I am thinking of installing a Vent Hood in my kitchen and planning to drill a big hole on the wall (brick wall I guess) so that the exhaust pipe can go out.
My friend at work says that I would need a diamond core drill to make things lots easier. I am here to ask that is it the case? Are there some online tutorials that I can read before I start to terror my kitchen?
Yes, but you don't need one, you don't even need a drill - just a chisel and hammer - but it will make life a LOT easier if you use one.... They can be hired so you don't need to buy anything (unless you bugger up the tool).
How big a hole do you need? For up to about 110mm you might get away with a core drill in a 'domestic' SDS drill, but for anything bigger you'll need to hire a professional tool.
You need to start with a long thin drill which will go right through the wall, and use this to drill a pilot hole on the centreline of your large hole. Then drill from both sides through as far as the cavity, and the two large holes will line up ok.
The alternative - which will also work with holes larger than 110mm - is to drill a ring of small (6 or 8mm) holes and then use a cold chisel to break out the bits between the perforations. This isn't quite so neat as using a core drill, but there's likely to be some sort of bezel on the outside which will hide any slight roughness in the hole. Again, drill a pilot hole right the way through and then mark out the large hole on each side of the wall, centred on the pilot. Then drill a ring of holes - as close together as you can get them - from each side, through to the cavity in each case. An SDS drill will make light work of this.
You can also use an SDS in 'chisel' mode (if it has rotation stop) to break out the brick once you have chain drilled it. With a bit of care you can get very neat holes doing this.
Agreed. However, most core drills that I've seen seem to come with an SDS-type fluted shaft, so you need to drive them with an SDS drill - albeit in rotation-only mode.

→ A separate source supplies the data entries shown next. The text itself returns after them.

PR #78, opened 2024-08-02
feat: add `Into<BigInt>` to `Scalar` & improvement to `Scalar` in general

iajoiner:
# Rationale for this change
This PR is a prerequisite of #77. 

- add implementation as a part of `scalar_conversion_to_int` macro which is necessary since blanket implementation of `TryFrom` or `TryInto` is not allowed for traits by Rust
- improve the macro so that `TryInto` is replaced with the more natural `TryFrom`
- replace `std` with `core`

# Are these changes tested?
Yes

### DIFF
--- a/crates/proof-of-sql/src/base/database/scalar_and_i256_conversions.rs
+++ b/crates/proof-of-sql/src/base/database/scalar_and_i256_conversions.rs
@@ -14,7 +14,7 @@ const MAX_SUPPORTED_I256: i256 = i256::from_parts(
 pub fn convert_scalar_to_i256<S: Scalar>(val: &S) -> i256 {
     let is_negative = val > &S::MAX_SIGNED;
     let abs_scalar = if is_negative { -*val } else { *val };
-    let limbs = abs_scalar.into();
+    let limbs: [u64; 4] = abs_scalar.into();
 
     let low = (limbs[0] as u128) | ((limbs[1] as u128) << 64);
     let high = (limbs[2] as i128) | ((limbs[3] as i128) << 64);
--- a/crates/proof-of-sql/src/base/scalar/mod.rs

I've never used them myself, but have seen core drills with SDS shanks on market stalls, and have wondered about getting one. What exactly is the problem?
Nothing. I have used them, without the hammer on. It worked fine. As long as the drill has a very slow speed, which most SDS drill have, and a clutch, then no problems. I can't see what Stumbo is on about.
I did this recently for a vent hose (110mm I think) for a dryer. Being somewhat cheap and preferring muscle over money I did it this way:
- Measured from a window to have a common reference point on both sides of the wall
- Knocked off the exterior pebbledash with a hammer, brick bolster (basically a big flat chisel) to find the cement between the bricks
- Drilled a bunch of holes in the cement with an ordinary masonry drill bit (cement was much softer than brick)
- Based the crap out of it with a BIG hammer and a 12" cold chisel
This got me through the exterior wall. When I reached the inner wall (other side of the cavity) I just kept bashing away at the cement with the cold chisel. Once I got "good" at it, only took about 30 minutes.
The thing I liked was that I felt there was reasonable control - I wasn't taking unnecessarily huge chunks of wall out.
Then I inserted the pipe, filled the gap around it with foam, plastered over the foam, sanded, and painted! Voila.
There may be a more professional method, but this worked.
I don't know about John's experiance, but my own experiance has been mixed. I bought a TCT core drill. It is fine for going through early 1900's commons bricks. Tried drilling through the wall of a 1990 house and it took me an hour. OK, the bricks are more like engineering bricks. Out of curiosity, I put a power meter on my 1100W Metabo, and it was managing to deliver about
750W in top gear. At slow speed it did nothing noticable in the way of cutting at all. Having broken through the outer wall, it then went though the inner wall in about 2 seconds, which came as a bit of a surprise. More recently I had another hole to do, and I did it by removing some bricks (drill out out the mortar), cutting the bricks to shape, and mortaring them back in again. It was much easier. On softer commons, I would still use a core drill. Drilling postage stamp perforations and knocking out the middle is another technique I have used a number of times over the years too.
I did wonder if a diamond core drill would have been better. I couldn't find anything which gave the pro's and con's of TCT verses diamond when I bought mine.